Surfing in the streets

No one can have failed to notice that Apple unveiled the highly-anticipated iPhone 3G last month. The new faster, cheaper model was launched simultaneously in 21 countries and sold one million phones in just three days.

This new version of the revolutionary handset boasts a sleek design and a wide range of features that have probably made it 2008’s most desirable gadget. However, if this phone is to go down in history, it will be for its enhanced usability, fast web browsing speeds and wireless connectivity capabilities which have rapidly increased our awareness of and interest in mobile internet access.

It has been possible to surf the web on a mobile since 1999, when Nokia launched the first phone which used WAP technology. However, the excruciatingly slow speeds, small screens and clumsy usability of most phones of that generation were just too impractical and frustrating for most users and the number of people surfing the web on the move remained small.

The launch of 3G hailed a new dawn for mobile internet access and a flurry of smartphones appeared on the market making it easier to check email and download web content than ever before.

According to a number of surveys, mobile internet access is shooting up.
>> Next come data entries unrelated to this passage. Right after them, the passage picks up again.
Issue #558, opened 2024-01-14
Rename icrate features to end with `_core`


madsmtm:
Rename `Foundation` to `Foundation_core` (and similarly for the other features).

mwcampbell:
Would this be a precursor to being able to build icrate with fewer bindings for large frameworks like AppKit? The AppKit feature currently enables several bindings that AccessKit, for example, doesn't need.

madsmtm:
No, the proper way to do that is to do `cfg`s based on file names instead.

I remember trying to make that work before, but it's quite difficult to do with Libclang, I'm hoping to get to it once we get further with https://github.com/madsmtm/objc2/issues/345.

Issue #482, opened 2023-08-10
"StoreKit" feature depends on "AppKit", which is not available on iOS


wooden-worm:
I'm trying to use `icrate` on iOS. My goals are simple: showing IAPs and allowing users to purchase them. However, `icrate` with `StoreKit` feature fails to build for iOS due to its dependency on `AppKit` https://github.com/madsmtm/objc2/blob/3d9b6864af05592fc18b1ab27b3da9ed3896bc53/crates/icrate/Cargo.toml#L4582C1-L4585C2

Proposal: remove the dependency on `AppKit`. Users who need it can easily enable `AppKit`.

silvanshade:
Yeah, this is not ideal.

The goal is eventually to have the header translator that generates the Rust code from the Objective-C framework headers do a platform-specific analysis (e.g., for macOS vs iOS vs watchOS, ...) that would catch this sort of thing and only expose the correct features and sub-modules per-platform.

But right now that functionality is not really implemented and the actual backend logic for the translator is in the process of moving to a new, more robust approach, so it may be awhile before that functionality lands (probably at least another month or two, and that may be optimistic).

You can read a little about it here:

- https://github.com/madsmtm/objc2/issues/408
- https://github.com/madsmtm/objc2/issues/345#issuecomment-1599406283 (re: "diffing engine")

A one-off fix to address this specific case might be possible but the difficulty is in maintaining that change throughout the header generation process. There isn't really tool support for that now so it would have to be re-implemented by hand each time the generator is re-run.

Probably the most practical solution at the moment would be to maintain a local fork of your own with those changes that you need and then you could rebase your fork on top of whatever updates are released through `icrate` as needed.

Hopefully it will be possible to handle this more directly once the new binding generator starts to become usable.

bysensa:
Any updates here?

madsmtm:
https://github.com/madsmtm/objc2/pull/592, which will hopefully land soon, will fix this by making the AppKit dependency optional

bysensa:
> #592, which will hopefully land soon, will fix this by making the AppKit dependency optional

Awesome, thank you

Issue #408, opened 2023-01-29
iOS/tvOS/watchOS support in `icrate`


madsmtm:
My plan was to do something like:
1. Run the "collection" part of `header-translator` (e.g. `main.rs::parse_sdk`) for each platform
2. Compare the output against each other:
  - For each framework, if it exists on one platform but not the others, add it to the list of frameworks, but with appropriate `availability` attribute that will end up adding a `cfg` attribute on it
  - For each file, --||--
  - On each platform, put all statements into some sort of `HashMap` with "top-level" information (name of stmt, which generics a class has, and so on (but not which methods a class has implemented))
    - Use this to figure out which statements are on which some platforms
      - Add that to the final output, with relevant `cfg` attributes (ideally in the same order as the input file)
  - Similarly for each method in classes/protocols/categories
3. Output the combined result

The result is that we would only have to distribute one crate, and that crate would have the correct `cfg` attributes, which is _very_ useful for the documentation on docs.rs (since it could directly show us which things are available on which platforms).

As an example, let's take `NSPointerArray`: On this, there are five methods on macOS, and three on iOS, `pointerArrayWithStrongObjects` and `pointerArrayWithWeakObjects` are only available on iOS. So the result we'd like is that these two got a `#[cfg(target_os = "macos")]` on them.

Berrysoft:
May I ask the current progress?

madsmtm:
I haven't done much to further progress here. I think the basic idea is still sound, but I got kinda stuck on wanting to figure out a nice non-O(n^2) way to merge multiple files, but I guess it probably won't be that much of a problem in practice if we just define some sort of merge ordering.

Berrysoft:
I don't think it's an O(n^2). The merge order should not influence the merge result. Therefore it's O(n).

PR #592, opened 2024-03-19
Split `icrate` into one crate per framework

madsmtm:
Fixes https://github.com/madsmtm/objc2/issues/537.
Fixes https://github.com/madsmtm/objc2/issues/558.
Fixes https://github.com/madsmtm/objc2/issues/482.
Required for https://github.com/madsmtm/objc2/issues/408.

This should also improve compile times a bit, as Cargo can parallelize it much more, and it doesn't suffer from long download times.

The submodule path has been changed, in case git doesn't really show it you can view https://github.com/madsmtm/objc2-generated/commit/cf3442835f6121edbad2336eae871321cabc83a4 for the changed commit.

I'm fairly sure that the way we've chosen to do features won't turn into a breaking change, at the very least, `#import <WebKit/WebView.h>` makes the same, if not more types available to Objective-C, so it really shouldn't.

TODO:
- [x] ~Rename features to not contain the framework name~ Will do this in a follow-up PR.
- [x] Remove all mentions of `icrate`
- [x] Run full CI
- [x] ~Set up something to release these crates~ Will do this in a follow-up PR.


MediaEnhanced:
I tried this branch out with a very basic NSApplication, one NSWindow, slightly custom NSEvent, example and could only get it to compile (and run) after performing the following find and replaces over the generated files:
`use crate::AppKit::*; -> use crate::*;`
`use crate::CoreData::*; -> use objc2_core_data::*;`
`use crate::Foundation::*; -> use objc2_foundation::*;`
`use crate::common::*; -> use objc2_helpers::*;`

Not sure if that part in the "header-translator" has to be updated as this branch is WIP or if I setup something incorrectly. I also needed to remove the function feature restrictions for certain cross-framework restricted functions such as: `NSWindow::initWithContentRect_styleMask_backing_defer`
and others even though my Cargo.toml had the following:

    objc2 = { path = "src/icrate/crates/objc2" }
    objc2-foundation = { path = "src/icrate/framework-crates/objc2-foundation", features = [
	"Foundation_NSString",
	"Foundation_NSGeometry",
	"Foundation_NSNotification",
	"Foundation_NSObject",
	"Foundation_NSDate",
	"Foundation_NSThread",
	"Foundation_NSRunLoop",
	"Foundation_NSObjCRuntime",
	] }
    objc2-app-kit = { path = "src/icrate/framework-crates/objc2-app-kit", features = [
	"AppKit_NSApplication",
	"AppKit_NSRunningApplication",
	"AppKit_NSGraphics",
	"AppKit_NSGraphicsContext",
	"AppKit_NSEvent",
	"AppKit_NSWindow",
	"AppKit_NSResponder",
	] }
This branch did seem to build faster on my 2010 iMac compared to the master branch!

madsmtm:
The development here has been... quite haphazard. Will try to get it into a better state soon!

But I suspect that the issue you've been hitting is that git doesn't really like changing the path of a submodule, so you have to somehow tell it to re-initialize it - which I did manually by moving some directories, but there probably is a proper way of doing it.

Vodafone commissioned a recent study which suggested that 40% of adults with a mobile phone used it to access the Internet, whilst nearly 25% of young adults check and update social networking sites from their handset. Mobile advertising company AdMob’s statistics show a 100% growth in mobile web traffic in the 12 months to May 2008.
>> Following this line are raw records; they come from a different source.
PR #612, opened 2024-05-03
clippy: Enable `semicolon_if_nothing_returned`

waywardmonkeys:
One part of this required a change other than semicolons to fix type inferencing in `crates/objc2/src/__macro_helpers/declared_ivars.rs`.

### DIFF
--- a/crates/objc2/benches/autorelease.rs
+++ b/crates/objc2/benches/autorelease.rs
@@ -10,7 +10,7 @@ const BYTES: &[u8] = &[1, 2, 3, 4, 5, 6, 7, 8, 9, 10];
 fn empty() {}
 
 fn pool_cleanup() {
-    autoreleasepool(|_| {})
+    autoreleasepool(|_| {});
 }
 
 fn class() -> &'static AnyClass {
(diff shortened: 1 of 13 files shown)


madsmtm (commented):
Thanks, although a lot of these are of the form:
```rust
unsafe {
    my_unsafe_expr; // <- Added semicolon
}; // Now redundant
```

The `unsafe` block is explicitly scoped for the unsafe expression inside of it, so I feel that this is a regression?

At least, if the expression were to change to become shorter, then `rustfmt` would be able to format it as:
```rust
unsafe { my_unsafe_expr };
```

waywardmonkeys:
Sorry, I was away for the weekend on a trip. I understand a reasoning (not sure if it is "the reasoning") for having the semicolons in those `unsafe` blocks (since they're like any other block...)

I could edit this PR to not enable the lint and not include the unsafe blocks. This would still be an improvement, I think, since there's a bunch of missing semicolons that don't involve unsafe blocks.

madsmtm:
> I could edit this PR to not enable the lint and not include the unsafe blocks. This would still be an improvement, I think, since there's a bunch of missing semicolons that don't involve unsafe blocks.

That'd be nice, please do so!

waywardmonkeys:
@madsmtm Updated. See what you think!

madsmtm (approved):
Yeah, this does make the code clearer, thanks!

PR #613, opened 2024-05-04
Add support for Virtualization framework

retrage:
This PR proposes to add Virtualization Framework support for macOS 12.0 or later. I'm developing a [Virtualization Framework-based VMM](https://github.com/retrage/akari) in Rust that deeply depends on [the fork of objc2](https://github.com/retrage/objc2/tree/icrate-virtualization-clean) with Virtualization Framework support.

According to [the official document](https://developer.apple.com/documentation/virtualization?language=objc), macOS 11.0 starts supporting the framework, and macOS 12.0 has additional APIs to support macOS guests. Since my VMM is designed to run macOS guests, the `objc2-virtualization` must support the APIs for macOS 12.0 or later. So I have hardcoded the minimum supported macOS version to 12.0 in `framework-crates/objc2-virtualization/translation-config.toml`. This may not be appropriate for other use cases.

This PR depends on https://github.com/madsmtm/objc2-generated/pull/10.


framework-crates/objc2-virtualization/translation-config.toml
```diff
@@ -0,0 +1,16 @@
+framework = "Virtualization"
+crate = "objc2-virtualization"
+required-dependencies = ["objc2-app-kit", "objc2-foundation"]
+macos = "12.0"
```
madsmtm, line 4: > Since my VMM is designed to run macOS guests, the `objc2-virtualization` must support the APIs for macOS 12.0 or later. So I have hardcoded the minimum supported macOS version to 12.0 in `framework-crates/objc2-virtualization/translation-config.toml`. This may not be appropriate for other use cases.

You should specify the version that it says on the front page, i.e. macOS 11.0. Newer APIs will still be available, the specified version in `translation-config.toml` is mostly for CI.

framework-crates/objc2-virtualization/translation-config.toml
```diff
@@ -0,0 +1,16 @@
+framework = "Virtualization"
+crate = "objc2-virtualization"
+required-dependencies = ["objc2-app-kit", "objc2-foundation"]
```
madsmtm, line 3: From what I can tell, a lot of the functionality does not require AppKit, so please leave that out the required list.

See [this doc](https://docs.rs/objc2/0.5.1/objc2/topics/about_generated/cargo_features/index.html) for more information on dependency features.

madsmtm (changes requested):
Thanks! Please make CI pass, I think you need to commit the update to the submodule to this branch as well, so that `git` can properly track it. Feel free to say if you need help doing so!

framework-crates/objc2-virtualization/Cargo.modified.toml
```diff
@@ -0,0 +1,17 @@
...
+
+[features]
+default = ["std", "apple"]
+
+# Currently not possible to turn off, put here for forwards compatibility.
+std = ["alloc", "objc2/std", "block2?/std", "objc2-foundation/std"]
+alloc = ["objc2/alloc", "block2?/alloc", "objc2-foundation/alloc"]
+
+# Runtime selection. See `objc-sys` for details.
+apple = ["objc2/apple", "block2?/apple", "objc2-foundation/apple"]
```
madsmtm, line 17: All of this should only be necessary when allowing GNUStep

framework-crates/objc2-virtualization/translation-config.toml
retrage: Thanks. Removed from `requred-dependencies`.

framework-crates/objc2-virtualization/Cargo.modified.toml
retrage: Removed in [039aec0](https://github.com/madsmtm/objc2/pull/613/commits/039aec0d14717fc9aaca99a1e707ed453c5a8cf2).

retrage:
I noticed that some of the APIs are only available for aarch64 (they have `#ifdef __arm64__` guards). How can I deal with them? Is it OK to include them for all target architectures, or do they need to be guarded with `#[cfg(target_arch = "aarch64")]`?

retrage:
The "Verify header translator output" should succeed if the `header-translator` target is changed as follows:

```patch
diff --git a/crates/header-translator/src/main.rs b/crates/header-translator/src/main.rs
index e0003505..7be0c427 100644
--- a/crates/header-translator/src/main.rs
+++ b/crates/header-translator/src/main.rs
@@ -90,7 +90,7 @@ fn main() -> Result<(), BoxError> {
         // These are found using the `get_llvm_targets.fish` helper script
         let llvm_targets: &[_] = match &sdk.platform {
             Platform::MacOsX => &[
-                "x86_64-apple-macosx10.12.0",
+                "arm64-apple-macosx10.12.0",
                 // "arm64-apple-macosx11.0.0",
                 // "i686-apple-macosx10.12.0",
             ],
```

madsmtm:
Hmm, I'm a bit weary about doing so, but I think it'll be fine for now, please commit that change as well.

In the future I'm planning to automatically generate `cfg`-guards for target-specific APIs, but it's a hard problem.

retrage:
[25d88ee](https://github.com/madsmtm/objc2/pull/613/commits/25d88ee64280f81d1dadcb20179c774a9b3f4c0a) switches the target.

madsmtm (approved):
Thanks!

PR #619, opened 2024-05-21
New versions

madsmtm:
Release checklist:
- [x] The branch is named `new-versions`, such that the full CI will run.
    - `objc2-proc-macros`
    - `objc-sys`
    - `objc2-encode`
    - `objc2`
    - `block2`
    - Framework crates
- Local tests have been run (see `helper-scripts/test-local.fish`):
    - [x] macOS 10.14.6 32bit
    - [x] iOS 9.3.6, 1st generation iPad Mini

Post merge:
- [ ] A tag is created on the merge commit for each new version.

### DIFF
--- a/Cargo.lock
+++ b/Cargo.lock
@@ -57,7 +57,7 @@ checksum = "cf4b9d6a944f767f8e5e0db018570623c85f3d925ac718db4e06d0187adb21c1"
 
 [[package]]
 name = "block2"
-version = "0.5.0"
+version = "0.5.1"
 dependencies = [
  "objc2",
 ]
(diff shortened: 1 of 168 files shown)


madsmtm:
Wow, this one was a mess... I hit an issue with the version of Cargo I was using (several times) which prevented it from transforming the `lints.workspace = true` field before publishing, and then I also had to fork `cargo-release` to allow releasing more than 30 crates at a time, and `objc2-ui-kit` hadn't gotten its maximum features bumped, and so on... But, it's mostly done for now, I _really_ hope the next one's going to be easier.

PR #742, opened 2025-05-23
Prioritize value class unwrapping rules over Option rules

### LINKED ISSUE #741: `PartialTransformer` fails at runtime for nested type transformations involving `Option.None`
**Checklist**

- [x] I read the documentation at https://chimney.readthedocs.io/ and checked that the functionality exists
- [x] I verified that the behavior for my use case doesn't match the documentation
- [x] I checked the https://github.com/scalalandio/chimney/issues and haven't found the issue reported
  - [x] I checked the https://github.com/scala/bug/issues and haven't found the issue reported there - relevant for Scala 2 compiler crashes, since it might be a bug in the compiler
  - [x] I checked the https://github.com/lampepfl/dotty/issues and haven't found the issue reported there - relevant for Scala 3 compiler crashes, since it might be a bug in the compiler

So what of the future of the mobile web now the iPhone 3G has hit the marketplace? The large touch screen and simple navigation have made web browsing a more pleasurable activity, surely increasing the number of users and providing impetus for other manufacturers to further improve their smartphones. If you study the surveys, there is no sign of the growth in mobile internet access slowing down any time soon. The Internet everywhere has finally arrived.